It’s official. UK-based businesses cut their investments in every single quarter of 2018 – the first time since the Great Recession that the country has experienced such a prolonged decline in investment.
Businesses were reducing investments as the Brexit deadline approached. The divorce was originally set for today – 29 March – but was recently extended to either April or May. The Brexit date now depends on whether a separation deal is approved by the UK parliament.
The Office for National Statistics (ONS) said business investment fell to £46.7bn in the fourth quarter, down by 0.9% from the third quarter. In the preceding quarters it had dipped by 0.6%, 0.4% and 0.6%.
The numbers are less dramatic when you look at 2018 versus 2017, with ONS data showing investment fell by 0.4% compared with the previous year.
“The last time business investment saw a larger fall was in 2009, when it fell by 16.6% compared with 2008,” the ONS said in a new report.
In 2017, business investment grew by 1.5%, but it shrunk by 0.2% in 2016 as companies reacted to the results of the Brexit referendum.

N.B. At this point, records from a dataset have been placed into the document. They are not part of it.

PR #1370, opened 2017-09-02
Analyze removed support for request parameters

p365labs:
Analyze endpoint removed support for request parameters, we should use request body instead. I updated the Analyze endpoint in order to accept not only text, but an array of values, so even the explain functionality will work.

### DIFF
--- a/lib/Elastica/Index.php
+++ b/lib/Elastica/Index.php
@@ -548,24 +548,24 @@ class Index implements SearchableInterface
      *
      * Detailed arguments can be found here in the link
      *
-     * @param string $text String to be analyzed
+     * @param array $body String to be analyzed
      * @param array  $args OPTIONAL Additional arguments
      *
      * @return array Server response
      *
      * @link https://www.elastic.co/guide/en/elasticsearch/reference/current/indices-analyze.html
      */
-    public function analyze($text, $args = [])
+    public function analyze(array $body, $args = [])
     {
         $endpoint = new Analyze();
-        $endpoint->setBody(['text' => $text]);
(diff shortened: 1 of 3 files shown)


ruflin:
Guest what ... ^

lib/Elastica/Index.php
```diff
@@ -548,24 +548,24 @@ public function requestEndpoint(AbstractEndpoint $endpoint)
...
      * @param array  $args OPTIONAL Additional arguments
      *
      * @return array Server response
      *
      * @link https://www.elastic.co/guide/en/elasticsearch/reference/current/indices-analyze.html
      */
-    public function analyze($text, $args = [])
+    public function analyze($body, $args = [])
     {
         $endpoint = new Analyze();
```
ruflin: I wonder if we should return an error in case body is not a map to make it easier for app devs to detect the problem early.

p365labs:
sorry I make some mistakes between comments and review ... ;)

- I updated the docblock as $body should be and array
- I declared $body as array forcing the strict type
what do u think ? should we really raise an error in case of $body not a map ?

ruflin:
I like the strict typing of array. This will also show developers and error very quickly which hopefully pushes them to read the changelog :-)

p365labs:
I like strict type hinting too... maybe when this major upgrade has ended we could plan a major refactor in order to make Elastica more respectful of it, considering we are now upgraded to php7.
Just an idea :)

ruflin:
I like the idea as it will make devs detect problems much earlier. But it will definitively break all older versions (which is probably fine looking at http://php.net/supported-versions.php).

Investment in the transport equipment sector was particularly hard hit last year and dragged down the overall figure.
“There is evidence to suggest that the recent falls in investment in transport equipment can be partially attributed to decreased investment in aircraft,” the ONS said.
The auto sector, in particular, has also suffered.
Recent data from the Society of Motor Manufacturers and Traders (SMMT) showed fresh inward investment in the British car sector plummeted by nearly 50% in 2018 compared with the previous year. Just under £589m was invested in the industry last year, “amid fears over the UK’s future trading prospects with the EU and other key global markets,” the SMMT said.